COPENHAGEN, DENMARK — First-quarter growth in revenue and earnings before interest and taxes (before bio chemicals projects) led Danisco to increase its outlooks for the fiscal year. For the quarter ended July 31, the Copenhagen-based company had revenue of DKK3,914 million ($690 million), up 13% from DKK3,449 million ($608 million) in the previous year’s first quarter. Organic growth made up 5% of the revenue increase and positive currency effect made up the other 8%.
First-quarter EBIT (before bio chemicals projects) of DKK687 million was up 18% from DKK537 million. The bio chemicals projects, which cover Danisco collaborations with DuPont and Goodyear, had total costs of DKK45 million in the first quarter.
Danisco for the fiscal year expects revenue of DKK15 billion, up from a previous estimate of more than DKK14.5 billion, and EBIT (before bio chemicals projects) of DKK2.1 billion to DKK2.2 billion, up from a previous estimate of about DKK2.0 billion.

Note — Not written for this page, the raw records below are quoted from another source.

PR #6774, opened 2026-08-17
AsyncGRPOConfig : dtype asyncgrpo training

AmineDiro:
# What does this PR do?

Added dtype to `AsyncGRPOTrainer` with inference dtype detection to raise a warning if mismatch is detected 

See:
https://huggingface.co/papers/2510.26788
https://huggingface.co/spaces/aminediroHF/trainer-generator-bf16-mismatch

---

> [!NOTE]
> **Medium Risk**
> Changes default model loading path and training-inference precision alignment, which can affect GRPO importance ratios and numerical behavior if users change `dtype` or ignore the new mismatch warning.
> 
> **Overview**
> Adds a first-class **`dtype`** on **`AsyncGRPOConfig`** (default **`float32`**, overridable via **`model_init_kwargs`**) and wires **`AsyncGRPOTrainer`** to load the policy through that setting instead of a hardcoded **`torch.float32`**.
> 
> On weight-transfer setup, the trainer compares the dominant parameter dtype sent to vLLM with the server’s served dtype (new **`VLLMClient.get_dtype()`** via **`/server_info`**) and **logs a warning** when they differ, pointing users to align **`AsyncGRPOConfig.dtype`** and **`vllm serve --dtype`**.
> 
> <sup>Reviewed by [Cursor Bugbot](https://cursor.com/bugbot) for commit f6034d427bd596b06df595f231b5ca0ab3a340e8. Bugbot is set up for automated code reviews on this repo. Configure [here](https://www.cursor.com/dashboard/bugbot).</sup>

PR #6823, opened 2026-08-20
Catch AsyncDistillationTrainer up with recent AsyncGRPO changes

kashif:
# What does this PR do?

Catches `AsyncDistillationTrainer` up with the AsyncGRPO changes that landed around and after #6705, since the two trainers are meant to stay in sync.

* #6378: merges the two train-begin callbacks into one `_TrainBeginCallback`, and drops the redundant `.any()` guard in the MOPD per-teacher stats loop (an empty masked selection already sums to a 0 scalar on the right device).
* #6774: adds `AsyncDistillationConfig.dtype` (default `"float32"`, which is what the student was hardcoded to) and warns when the student's vLLM server serves a different dtype than the weights we send it. Only the student is checked, teacher servers are never updated so their dtype is their own business.
* #6385: adds `_EpochStopCallback`. `max_steps` is derived assuming a fixed number of samples per step, which only holds under `FixedCountBatcher`. `TokenBudgetBatcher` is the default and packs whatever fits the budget, so `num_train_epochs` did not match the actual number of passes over the prompts. Samples now carry a `prompt_id`, which is AsyncGRPO's `group_id` with `num_generations` fixed at 1, and the callback stops once the requested number of prompts have been trained on.
* #5911: saves the index of the first prompt not yet trained on to `rollout_state.json` next to each checkpoint and restores it on resume, so a resumed run does not regenerate prompts it already trained on. `ignore_data_skip` now defaults to `True` here too.

One deliberate difference from AsyncGRPO: the `max_steps` ceiling is left uninflated. `AsyncGRPOConfig` defaults `lr_scheduler_type` to `constant` so its exact value does not matter there, but this config inherits `linear`, so `max_steps` also sets the decay horizon.

Also restores the `> [!NOTE]` list formatting in `AsyncDistillationConfig`'s docstring, which got collapsed into one paragraph when #6785 removed the `docstyle-ignore` tag.

## Before submitting

## AI writing disclosure

## Who can review?

@qgallouedec @aminediro

---

> [!NOTE]
> **Medium Risk**
> Changes training length semantics, checkpoint format, and vLLM weight-sync parameter sets; incorrect prompt_index or epoch counting could skip or repeat data, but behavior mirrors proven AsyncGRPO paths and is heavily tested.
> 
> **Overview**
> Brings **`AsyncDistillationTrainer`** in line with recent **`AsyncGRPOTrainer`** behavior: checkpoint/resume, epoch stopping, config defaults, and a few training-loop fixes.
> 
> **Checkpoint and resume** — Each checkpoint now writes **`rollout_state.json`** with the global **`prompt_index`** (first dataset row not yet trained), written before the parent upload so Hub copies include it. On resume, the rollout worker gets **`dataset_start_index`** from that file; **`ignore_data_skip`** defaults to **`True`** and is forced on because HF’s data-skip replay does not match a live rollout queue. **`IterableDataset`** resumes from prompt 0 with a warning.
> 
> **Epoch semantics** — Rollouts carry **`prompt_id`**; the collator accumulates distinct ids into **`_trained_prompts`**. **`_EpochStopCallback`** stops once **`num_train_epochs × |dataset|`** prompts have been trained (including **`_prompts_before_resume`** on resume), instead of relying only on **`max_steps`** under variable **`TokenBudgetBatcher`** packing.
> 
> **Config and loading** — **`AsyncDistillationConfig`** adds **`dtype`** (default **`float32`**) for student load; weight sync skips frozen parameters and normalizes gradient-checkpoint parameter names for vLLM.
> 
> **Callbacks** — Train-begin weight sync and rollout worker start are merged into **`_TrainBeginCallback`**.
> 
> Docs add a **Checkpoint and resume** section; tests cover epoch stop, **`rollout_state`** save/restore, iterator skip, and end-to-end resume smoke.
> 
> <sup>Reviewed by [Cursor Bugbot](https://cursor.com/bugbot) for commit f45f0aeea84f3f2fbf07900d7972e7e3f32e83d9. Bugbot is set up for automated code reviews on this repo. Configure [here](https://www.cursor.com/dashboard/bugbot).</sup>


trl/experimental/async_distillation/weight_transfer.py
```diff
@@ -53,6 +54,17 @@ def __init__(
 
     def init_weight_transfer(self) -> None:
         self.vllm.wait_for_server_ready()
+        # Trainer and server precisions should agree: the precision gap between the two makes the sampled completions
```
AmineDiro: I actually wonder if this is really needed for distillation. does reverse KL introduce the same issue ?

AmineDiro (approved):

qgallouedec:
thanks, the catch-up itself is solid! I diffed against async_grpo on main and it looks right.

2 things before it goes in.
- @AmineDiro's question on `weight_transfer.py` is still open
- bugbot's resume finding is real, `_inner_training_loop` resets `dataset_start_index` and `_prompts_before_resume`  but never clears `_trained_prompts`

and the codex one about the epoch target is a both-trainers fix, so I'd recommend for a next pr

trl/experimental/async_distillation/vllm_client.py
```diff
@@ -70,6 +70,18 @@ def get_max_model_len(self) -> int:
         response.raise_for_status()
         return response.json()["data"][0]["max_model_len"]
 
+    def get_dtype(self) -> str:
```
AmineDiro: Is this called somewhere or just to keep clients in sync?

AmineDiro (approved):
Great adding robust checkpointing :+1 

Do we have a full end-to-end checkpoint example run  to check the rollout continues correctly ?

trl/experimental/async_distillation/weight_transfer.py
kashif: Good point, dropped it. There's no importance ratio here, and the student's logprobs always come from the trainer rather than vLLM (generation only returns token ids), so the two engines never meet in the loss. Same for forward and reverse KL, it's about where the samples come from, not the direction. And max_staleness defaults to 4, so we already accept far more off-policyness than a bf16 vs fp32 gap. Kept the dtype field, the student was hardcoded to float32 before.

trl/experimental/async_distillation/vllm_client.py
kashif: Only the dtype warning used it, so it's gone too.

“Already this quarter, we achieved our long-term financial ambitions, including a 12-month average EBIT margin (before BCP) of 13.7%,” said Tom Knutzen, chief executive officer, when first-quarter results were given Sept. 21. “This was driven by good progression in all four divisions, including a recovery in Sweeteners, as well as a positive currency impact. We are currently addressing our new financial ambitions for the future and expect to communicate on these on Oct. 8, 2010, in connection with our planned capital markets day.”
In the first quarter Danisco’s Food Ingredients business had revenue of DKK2,658 million, up from DKK2,360 million in the previous year’s first quarter.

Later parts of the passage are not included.